Logo Markなにか創るとうれしくて暗い重い長い…「最高層より翔ぶ男」という楽曲(2)

紫水勇太郎・清水 豊

株式会社4DT 代表取締役
株式会社ワークス 代表取締役
Spinart運営者
YouTube「うさぎのうみちゃんねる」のおじぃ
YouT...

続きを読む

 前回に引き続き新たにリリースした「最高層より翔ぶ男」のお話。今回はその曲構成なんてあたりについて書かせていただこうかなと思います。
 えっ? 「なんだかよく分からないけどとにかく暗い」って? ですよねぇ。そのご意見もっともと思います。

 まずだいたいにおいてこのテンポが重い。いや、重苦しい。現代音楽の多くが、多かれ少なかれ「踊れること」や「歌えること」等について意識した作りになっているのとはまるで違って、ホントに勝手気ままに作りましたというこのテンポ。
 いや、それでもこういうテンポの曲がこれまでこの世になかったわけじゃあないとは思いますよ。特にハードロックやヘヴィメタルと言われるジャンルの中には、この手のテンポやリズムの曲はけっこうあったんじゃないかなぁ。まぁ自分が知っている限りその手の曲の中にヒット曲は一曲もないとは思うんだけれども(苦笑)。

 なんでこのテンポになったのかというと、実は初めにあったのはテンポやリズムではないのでこちらについては理由がない。つまり先にあった要素によって自ずとこのテンポとリズムになったという次第。

 では最初にあったモチーフはなにかと言われればそれはもう毎度お馴染みのリフです。紫水の曲はだいたいリフから作ってますので、この曲もそこがスタートになってます。イントロのちょっとふわふわしたキーボードの上でわざとらしく歌っているサビ・メロディーの後に出てくるギターが弾いてるあれですね。とにかくあれが最初にできたんですよ。
 まっ、Black Sabbathっぽいっちゃぽいかもとか、これってどっかで聞いたことがあるかもとか、まぁできた当時から薄々は思ってたんです。ただ、これは今でもそうなんですが、「ああ、あれだ〜」って思いつくものがすぐになかったんで、ま、いっかと、採用することにしました。
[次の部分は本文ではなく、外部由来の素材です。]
PR #1734, opened 2018-03-02
Send count of sent letters to performance platform

quis:
Now we’ve been sending real letters for quite a while it would be nice to show how many.

### DIFF
--- a/app/celery/scheduled_tasks.py
+++ b/app/celery/scheduled_tasks.py
@@ -221,6 +221,7 @@ def send_total_sent_notifications_to_performance_platform():
     count_dict = total_sent_notifications.get_total_sent_notifications_yesterday()
     email_sent_count = count_dict.get('email').get('count')
     sms_sent_count = count_dict.get('sms').get('count')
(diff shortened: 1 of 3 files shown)


quis:
Tested with this curl command:
```shell
curl -X POST \
-d '{"_id": "MjAxOC0wMy0wMVQwMDowMDowMGdvdnVrLW5vdGlmeWxldHRlcm5vdGlmaWNhdGlvbnNkYXk=", "_timestamp": "2018-03-01T00:00:00", "service": "govuk-notify", "dataType": "notifications", "period": "day", "count": 1, "channel":"letter"}' \
-H 'Content-type: application/json' -H 'Authorization: Bearer <token>' https://www.performance.service.gov.uk/data/govuk-notify/notifications
```

quis:
Showing our one letter:

image

leohemsted:
do we want to back-populate this data?

quis:
Yeah, looks like we can do it with this: https://github.com/alphagov/notifications-api/blob/f248234cfcf0e70cc5990a47579d68bff13ca6dc/app/commands.py#L212-L215

PR #1737, opened 2018-03-05
Updated API to handle pre-compiled pdfs

richardc0:
This PR is to added the precompiled flow to the template endpoint so that the API can determine if a notification is a precompiled PDF and in which case should get the pdf file from S3 and then generate the png from the template preview endpoint precompiled-preview.png rather than the preview.png endpoint. If the notification is a standard letter the flow should not change.

* Added a method to letter/utils.py to get the PDF document from the S3 bucket
* Added the logic to return the pdf or to produce a png of the pdf
* Added is_precompiled_letter method to letter/utils.py
* Added tests for letter/utils.py
* Added tests for the rest endpoint
* Moved the Precompiled name to a central location
* Added hidden field to the test method to create a template


tests/app/letters/test_letter_utils.py
```diff
@@ -0,0 +1,29 @@
...
+        reference=sample_notification.reference
+    ).upper()
+
+
+def test_get_bucket_prefix_for_notification_invalid_notification():
+    with pytest.raises(AttributeError):
+        get_bucket_prefix_for_notification(None)
+
+
+def test_is_precompiled_letter_false(sample_letter_template):
```
kentsanggds: Might also want to check conditions where it is hidden but doesn't have the correct template name and where it does have the correct template name but is not hidden

tests/app/template/test_rest.py
```diff
@@ -874,3 +875,215 @@ def test_preview_letter_template_by_id_template_preview_500(
...
+                               subject='Pre-compiled PDF',
+                               hidden=True)
+
+    notification = create_notification(template)
+
+    with set_config_values(notify_api, {
+        'TEMPLATE_PREVIEW_API_HOST': 'http://localhost/notifications-template-preview',
+        'TEMPLATE_PREVIEW_API_KEY': 'test-key'
+    }):
+        import requests_mock
```
kentsanggds: Perhaps move the imports to the top?

app/template/rest.py
```diff
@@ -194,29 +199,61 @@ def preview_letter_template_by_notification_id(service_id, notification_id, file
...
-        'template': template_for_letter_print,
-        'values': notification.personalisation,
-        'dvla_org_id': service.dvla_organisation_id,
-    }
+            pdf_file = get_letter_pdf(notification)
 
-    resp = requests_post(
-        '{}/preview.{}{}'.format(
+        except botocore.exceptions.ClientError:
+            current_app.logger.info
```
leohemsted: Not logging anything!

app/template/rest.py
```diff
@@ -225,5 +262,4 @@ def preview_letter_template_by_notification_id(service_id, notification_id, file
             'Error generating preview for {}'.format(notification_id), status_code=500
```
leohemsted: also not logging anything!

PR #2298, opened 2019-01-11
Use ft_notification_status for monthly template usage

servingUpAces:
The template monthly usage page is using stats_template_usage_by_month table. The nightly job recalculates the template monthly usage in this table every night which takes about 17 minutes. 
This PR stops using stats_template_usage_by_month, using ft_notification_status instead. 
Another PR will follow to remove the nightly job and table.


app/dao/fact_notification_status_dao.py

 するともうテンポとか基本リズムがある程度見えますよね。じゃあこれをどう展開しようかなぁということになります。でふと、
「あれ? このリフってAから始まってるけどAmじゃなくね?」
なんて思うようになります。この構成音だと、むしろDmの時のドミナントとしてのAの方が合ってるかも、なんて思ったんですね。
 となればもうこれはDmだってことにしちゃおうということになります。
 このやり方も実は紫水の曲ではよく使われる方法で、例えば「コバルト」なんて曲もそうなんですが、おそらく、そういうことをやり始めた最初の曲がこの「最高層より翔ぶ男」だったりするんですね。
 つまりこの時に、「あ、この方法好きかも」と思ったということなんですね。

 この方法が好きな理由は、まず、曲始めで提示したフレーズによって感じられる曲のキーが、途中で実は違っていたということが分かるという構造になるので、聞いている方が一瞬「アレ?」という感じになるんですね。その瞬間がちょっと面白い。大体弾いてる方が最初は騙されますからねぇ。その「アレ?」という感じが面白いんです。
 まぁこんな感じを出したければ、要は転調や移調しちゃえば簡単にできちゃいますし、この曲の場合のように、かなり近しい関係性の中でそれをやると、キーが変わっていることにも気づかなかったり(まぁ変わってるわけじゃないんですけど)、なにかのスケールなんだということで解釈はできちゃうということになると思うんですけど、それをやらずに、ちょっとした騙し技的にやれたらもっと楽しいなぁなどと思ったんです。
 ま、この「最高層より翔ぶ男」では初めてやったということもあってかなりマイルドですが、「コバルト」ではもう少しえぐみ出してやってますので、もしよろしければそちらも聞いてみてください。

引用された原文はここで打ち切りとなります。